Start of Records for this task

PR #3503, opened 2023-10-27
Update README.md

GitProHub11:
typo fixed

### DIFF
--- a/README.md
+++ b/README.md
@@ -9,7 +9,7 @@
 
 reveal.js is an open source HTML presentation framework. It enables anyone with a web browser to create beautiful presentations for free. Check out the live demo at [revealjs.com](https://revealjs.com/).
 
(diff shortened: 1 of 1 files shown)


t-fritsch:
thanks for the PR ! 
why do you think every item in this list should be with a capitalized first letter ?
It makes sense for Markdown, LaTex, and PDF (since their names are with uppercase first letter), but every other item in this sentence should stay lowercase imo 

I wondered if Auto-Animate should be lower-case or not but it's written this way in the documentation https://revealjs.com/auto-animate/ : 
> _All you need to do is add data-auto-animate to two adjacent slide <section> elements and_ **Auto-Animate** _will animate all matching elements between the two._

hakimel:
Thanks for the suggestion but no need to change this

End of Records for this task

● Assignment
Only the lines from the first one of the listing up to and including the line where "I wondered if" appears are wanted, reproduced exactly.

● Answer for this exercise
PR #3503, opened 2023-10-27
Update README.md

GitProHub11:
typo fixed

### DIFF
--- a/README.md
+++ b/README.md
@@ -9,7 +9,7 @@
 
 reveal.js is an open source HTML presentation framework. It enables anyone with a web browser to create beautiful presentations for free. Check out the live demo at [revealjs.com](https://revealjs.com/).
 
(diff shortened: 1 of 1 files shown)


t-fritsch:
thanks for the PR ! 
why do you think every item in this list should be with a capitalized first letter ?
It makes sense for Markdown, LaTex, and PDF (since their names are with uppercase first letter), but every other item in this sentence should stay lowercase imo 

I wondered if Auto-Animate should be lower-case or not but it's written this way in the documentation https://revealjs.com/auto-animate/ : 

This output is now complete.